Portrait of Patricia Goldman-Rakic.

FIGURE 1.23

Patricia Goldman-Rakic (1937–2003).

What has come to be a hallmark of cognitive neuroscience is that it is made up of an insalata mista (“mixed salad”) of different disciplines. Miller had stuck his nose into the worlds of linguistics and computer science and had come out with revelations for psychology and neuroscience. In the same vein, in the 1970s Patricia Goldman-Rakic (Figure 1.23) put together a multidisciplinary team of people working in biochemistry, anatomy, electrophysiology, pharmacology, and behavior. She was curious about one of Brenda Milner’s memory systems, working memory, and chose to ignore the behaviorists’ claim that the higher cognitive function of the prefrontal cortex could not be studied. As a result, she produced the first description of the circuitry of the prefrontal cortex and how it relates to working memory (Goldman-Rakic, 1987).

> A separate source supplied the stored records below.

PR #1206, opened 2026-07-13
refactor: consolidate legacy history-entry decode into a leaf helper (#1203)

### LINKED ISSUE #1203: dry-violation: legacy {text|message} history-entry decoding duplicated across 5 sites in 3 modules
## What

The backward-compat rule "a stored history entry may carry a top-level `text` **or** `message` field instead of canonical `parts`, and its text is `text ?? message`" is re-implemented from scratch in **five** places across **three** modules. Each site independently casts the entry to a `Content & { text?; message? }` ad-hoc shape and re-derives the text. This is a fragile, invariant-carrying duplication: if the legacy stored format ever changes (or a third legacy field appears), all five sites must be found and edited in lockstep, and there is nothing forcing them to stay consistent. `GeminiClient.normalizeHistoryEntry` — the one place that reads like the canonical decoder — is `private`, so nothing else can reuse it.

## Evidence

- `src/api/providers/gemini/client.ts:302-304` — `normalizeHistoryEntry`: `const legacy = entry as Content & { role?; text?; message? }; const text = legacy.text ?? legacy.message ?? '';` (private, unreusable)
- `src/api/providers/ollama/client.ts:376` — `const text = record.text ?? record.message;`
- `src/services/context-manager.ts:271-276` — `sanitizeContentsForTokenCount`: branches on `legacy.text` / `legacy.message`
- `src/services/context-manager.ts:528-531` — `compactHistory` split-boundary scan: `entry.parts?.[0]?.text || legacy.message || legacy.text`
- `src/services/context-manager.ts:601-605` — `summarizeConversation`: branches on `legacy.text` / `legacy.message`

## Proposed unit of work

- Add a leaf helper module (e.g. `src/utils/history-normalize.ts`) that owns the legacy shape in one place. Two small exports cover every call site:
  - `getLegacyEntryText(entry): string | undefined` — returns `text ?? message` (or the branch equivalent) for an entry that has no `parts`.
  - `normalizeToContent(entry): Content | null` — the `normalizeHistoryEntry` behavior (parts pass-through, legacy → `{ role, parts:[{text}] }`, unrecognized → null), so `GeminiClient` can delegate to it instead of keeping a private copy.
- Route all five sites through the helper. The Ollama client returns a different message shape (`{ role, content }`), so it should consume the shared **text extractor** (`getLegacyEntryText`) rather than the `Content`-shaped normalizer — keep the provider-specific assembly in each client.
- Delete the scattered `Content & { text?; message? }` casts in favor of the helper's typed signature.
- Add a small unit test covering the three input shapes (`parts`, legacy `text`, legacy `message`) plus the unrecognized-entry case, and a fixture for the `text`-and-`message`-both-present precedence (`text` wins).

## Out of scope

- Changing the on-disk / stored history format itself, or migrating old entries — this is purely about consolidating the read-side decode.
- The Ollama client's `{ role, content }` output shape and its role-coercion (`model`/`assistant` → `assistant`) — leave provider-specific assembly where it is; only the text-extraction step is shared.
- `context-manager`'s compaction/summarization logic beyond the one-line legacy-field reads.

---

allenhutchison:
## Summary

The backward-compat rule "a stored history entry may carry a top-level `text` **or** `message` field instead of canonical `parts`" was re-implemented from scratch at five sites across three modules (the Gemini and Ollama API clients, and the context manager), each with its own ad-hoc `Content & { text?; message? }` cast. If the legacy stored format ever changes, all five sites must be found and edited in lockstep with nothing forcing them to agree.

This is a pure read-side consolidation into a single leaf module — no stored-format or on-disk change.

Fixes #1203

## Changes

- **New `src/utils/history-normalize.ts`** (leaf module, never imports back into `api/` or `services/`) owning the legacy shape and decode precedence:
  - `getLegacyEntryText(entry)` — **nullish** precedence (`text ?? message`) for the API-replay paths, which treat an empty-string `text` as intentional.
  - `getLegacyEntryTextTruthy(entry)` — **truthiness** precedence (`text || message`) for the context-manager sites, which fall back to `message` when `text === ''`.
  - `normalizeToContent(entry, coerceRole)` — the former private `normalizeHistoryEntry` behavior (parts pass-through, legacy → `{ role, parts:[{text}] }`, unrecognized → `null`), with provider-specific role coercion passed in by the caller.
- `src/api/providers/gemini/client.ts` — `normalizeHistoryEntry` now delegates to `normalizeToContent`, keeping `coerceHistoryRole` local; ad-hoc cast removed.
- `src/api/providers/ollama/client.ts` — consumes `getLegacyEntryText`; the provider-specific `{ role, content }` assembly and `model`/`assistant` role-coercion stay in place.
- `src/services/context-manager.ts` — three sites (`sanitizeContentsForTokenCount`, `compactHistory` split-boundary scan, `summarizeConversation`) route through `getLegacyEntryTextTruthy`, preserving each site's exact truthiness precedence.
- `test/utils/history-normalize.test.ts` — new unit test covering the `parts`/`text`/`message` shapes, the unrecognized-entry → `null` case, and the empty-string edge that pins the nullish-vs-truthiness distinction.

### Precedence note (deviation from the plan's literal suggestion)

The approved plan suggested truthiness sites keep their behavior via a `getLegacyEntryText(entry) || ''`-style guard. That does **not** preserve the original behavior at the empty-string edge: when `text === ''` and `message` is set, the historical context-manager sites fall back to `message`, but `'' ?? message` returns `''`. To preserve behavior exactly, this PR provides a dedicated truthiness extractor (`getLegacyEntryTextTruthy`) alongside the nullish one, and the two differ only when `text === ''`. This is a small, documented adaptation that keeps the field knowledge fully centralized while preserving each call site's observable behavior.

### Required

- [x] This PR is linked to an approved issue where the approach was discussed with a maintainer (#1203, plan approved)
- [x] All CI checks pass (`npm test` — 3431 passing, `npm run build`, `npm run format-check`, `npm run typecheck:test`, `npm run lint` — 0 errors)
- [x] I have tested this change on Desktop — behavior-preserving refactor; verified via the existing Gemini/Ollama/context-manager suites plus the new precedence-edge test. No new runtime surface to exercise beyond those decode paths.
- [x] I have verified this change does not break Mobile (or includes appropriate platform guards) — no platform-specific APIs; pure TypeScript decode logic
- [ ] Documentation has been updated (N/A — internal refactor with no user-facing behavior change)

### AI-Generated Code

---

Produced by the auto-dev pipeline from the approved plan on #1203.

---
_Generated by [Claude Code](https://claude.ai/code/session_016KRagpkaEx9Wza5fZZ1rTo)_

## Summary by CodeRabbit

* **Bug Fixes**
  * Improved compatibility with older conversation-history formats across Gemini and Ollama.
  * Ensured legacy messages are consistently recognized, including entries using either text or message fields.
  * Preserved empty-message content where appropriate and improved fallback handling.
  * Improved conversation compaction and summarization when processing older history entries.

* **Tests**
  * Added coverage for legacy-history conversion, role mapping, fallback behavior, and invalid entries.

### DIFF
--- a/src/api/providers/gemini/client.ts
+++ b/src/api/providers/gemini/client.ts
@@ -31,6 +31,7 @@ import { GeminiPrompts } from '../../../prompts';
 import type { ObsidianGemini } from '../../../types/plugin';
 import { getDefaultModelForRole } from '../../../models';
 import { decodeHtmlEntities } from '../../../utils/html-entities';
+import { normalizeToContent } from '../../../utils/history-normalize';
 import type { GeminiClientConfig } from './config';
 import { ModelUseCase } from '../../model-use-case';
 import {
@@ -294,15 +295,7 @@ export class GeminiClient implements ModelApi {
 	 * canonical `{ role, parts }`. Returns null for unrecognized entries.
 	 */
 	private normalizeHistoryEntry(entry: Content): Content | null {
-		if ('role' in entry && 'parts' in entry) {
-			return entry;
-		}
-		if ('role' in entry && ('text' in entry || 'message' in entry)) {
-			const legacy = entry as Content & { role?: string; text?: string; message?: string };
-			const text = legacy.text ?? legacy.message ?? '';
-			return { role: this.coerceHistoryRole(legacy.role), parts: [{ text }] };
-		}
-		return null;
+		return normalizeToContent(entry, (role) => this.coerceHistoryRole(role));
 	}
 
 	/**
--- a/src/api/providers/ollama/client.ts
+++ b/src/api/providers/ollama/client.ts
@@ -34,6 +34,7 @@ import {
 import { GeminiPrompts } from '../../../prompts';
 import type { ObsidianGemini } from '../../../types/plugin';
 import type { OllamaClientConfig } from './config';
+import { getLegacyEntryText } from '../../../utils/history-normalize';
 
 export class OllamaClient implements ModelApi {
 	private client: Ollama;
@@ -373,7 +374,7 @@ export class OllamaClient implements ModelApi {
 
 		// Internal shape: { role, text } or { role, message }
 		if ('role' in record) {
-			const text = record.text ?? record.message;
+			const text = getLegacyEntryText(record);
 			if (typeof text !== 'string' || !text.trim()) return null;
 			const role = record.role === 'model' || record.role === 'assistant' ? 'assistant' : 'user';
 			return [{ role, content: text }];
--- a/src/services/context-manager.ts
+++ b/src/services/context-manager.ts
@@ -16,6 +16,7 @@ import { ModelClientFactory, ModelUseCase } from '../api';
 import { executeWithRetry } from '../utils/retry';
 import { createGoogleGenAI } from '../api/providers/gemini/google-genai-factory';
 import { truncateOldToolResults } from '../agent/agent-loop-helpers';
+import { getLegacyEntryTextTruthy } from '../utils/history-normalize';
 
 import contextSummaryPromptContent from '../../prompts/contextSummaryPrompt.hbs';
 
@@ -268,12 +269,11 @@ export class ContextManager {
 		const result: Content[] = [];
 		for (const entry of contents) {
 			if (!entry.parts || !Array.isArray(entry.parts)) {
-				// Legacy stored entries may have top-level text/message fields.
-				const legacy = entry as Content & { text?: string; message?: string };
-				if (legacy.text) {
-					result.push({ role: entry.role || 'user', parts: [{ text: legacy.text }] });
-				} else if (legacy.message) {
-					result.push({ role: entry.role || 'user', parts: [{ text: legacy.message }] });
+				// Legacy stored entries may have top-level text/message fields
+				// (truthiness precedence: an empty-string `text` falls back to `message`).
+				const legacyText = getLegacyEntryTextTruthy(entry);
+				if (legacyText) {
+					result.push({ role: entry.role || 'user', parts: [{ text: legacyText }] });
 				}
 				continue;
 			}
@@ -526,8 +526,7 @@ export class ContextManager {
 		// History entries may use parts[].text (API format) or message (stored format)
 		while (splitIndex > 0 && splitIndex < totalTurns) {
 			const entry = conversationHistory[splitIndex];
-			const legacy = entry as Content & { message?: string; text?: string };
-			if (entry.role === 'user' && (entry.parts?.[0]?.text || legacy.message || legacy.text)) {
+			if (entry.role === 'user' && (entry.parts?.[0]?.text || getLegacyEntryTextTruthy(entry))) {
 				break;
 			}
 			splitIndex--;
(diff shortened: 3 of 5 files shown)


allenhutchison:
## Fallback review

No external review arrived within the review window (CodeRabbit's automatic reviews are disabled on this repo, so it posted only a "Review skipped" notice), so this is the pipeline's own fresh-eyes review of the diff against the approved plan on #1203. It is a **self-review** — treat it as a signal, not independent sign-off.

**Examined:** the full diff (5 files, +200/−23) against the approved plan and the repo's behavior-preservation intent. The core risk in this refactor is that consolidating the five legacy `{ text | message }` decode sites silently changes one site's precedence, so each site was checked case-by-case against its original:

- `src/utils/history-normalize.ts` (new leaf module) — imports only the `Content` type from `@google/genai`; no back-imports into `api/`/`services/`, preserving the acyclic-graph invariant (the `Lint & Format` / `lint:cycles` job is green).
- **Gemini** `normalizeHistoryEntry` → `normalizeToContent(entry, coerce)`: `getLegacyEntryText(entry) ?? ''` reproduces the original `text ?? message ?? ''` (nullish) exactly, including the `text === ''` case where message is not used.
- **Ollama** client: `getLegacyEntryText` = `text ?? message` — matches the original `record.text ?? record.message`, and the `typeof/!trim()` guard downstream is unchanged.
- **context-manager** (sanitize / boundary-scan / summarize): `getLegacyEntryTextTruthy` = `text || message` reproduces the original truthiness branches, including the `text === '' → fall back to message` edge. The boundary-scan condition is boolean-only, so the extractor's text-first order vs. the original's message-first order yields the same result.
- Tests (`test/utils/history-normalize.test.ts`) pin the distinguishing `text === ''` edge for *both* extractors, the non-string field case, and all `normalizeToContent` branches (pass-through / legacy / null / caller-supplied role coercion).

**Fixed in this review:**

- nothing — no defects found. The documented deviation from the plan (a dedicated `getLegacyEntryTextTruthy` instead of a `getLegacyEntryText(...) || ''` guard) is in fact more correct than the plan's literal suggestion: `'' ?? message` returns `''`, which would drop the historical empty-string fallback. The split is the right call and is documented in the module header.

**For your judgement:**

- This is a read-side-only consolidation with no stored-format change, so the risk surface is entirely "does each site still decode identically?" — which the case-by-case check and the edge-pinning tests cover. Nothing else flagged.

---

CodeRabbit can be re-run on this PR at any time with a `@coderabbitai review` comment.

---

allenhutchison:
Addressed the CodeRabbit review nitpick on `src/utils/history-normalize.ts` (`normalizeToContent`'s canonical-shape branch not validating that `parts` is an array).

Fixed in `4e750a7`: the canonical branch now requires `Array.isArray(entry.parts)` before passing the entry through, matching the sibling guard in `context-manager.ts`. This is strictly safer — a malformed `{ parts: null }` entry that also carries a legacy `text`/`message` field now falls through to the legacy branch and recovers the text, instead of the mapper (`content.parts ?? []`) silently dropping it. Added two tests: a malformed non-array-`parts` entry (rejected) and one carrying a legacy `text` field (recovered).

Pre-flight green after the fix: build, `typecheck:test`, 3433 tests, format-check, lint (0 errors).

(Replying at PR level because the inline thread anchor went outdated once the fix commit changed those lines.)

---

Later, Goldman-Rakic discovered that individual cells in the prefrontal cortex are dedicated to specific memory tasks, such as remembering a face or a voice. She also performed the first studies on the influence of dopamine on the prefrontal cortex. Her findings caused a phase shift in the understanding of many mental illnesses—including schizophrenia, which previously had been thought to be the result of bad parenting.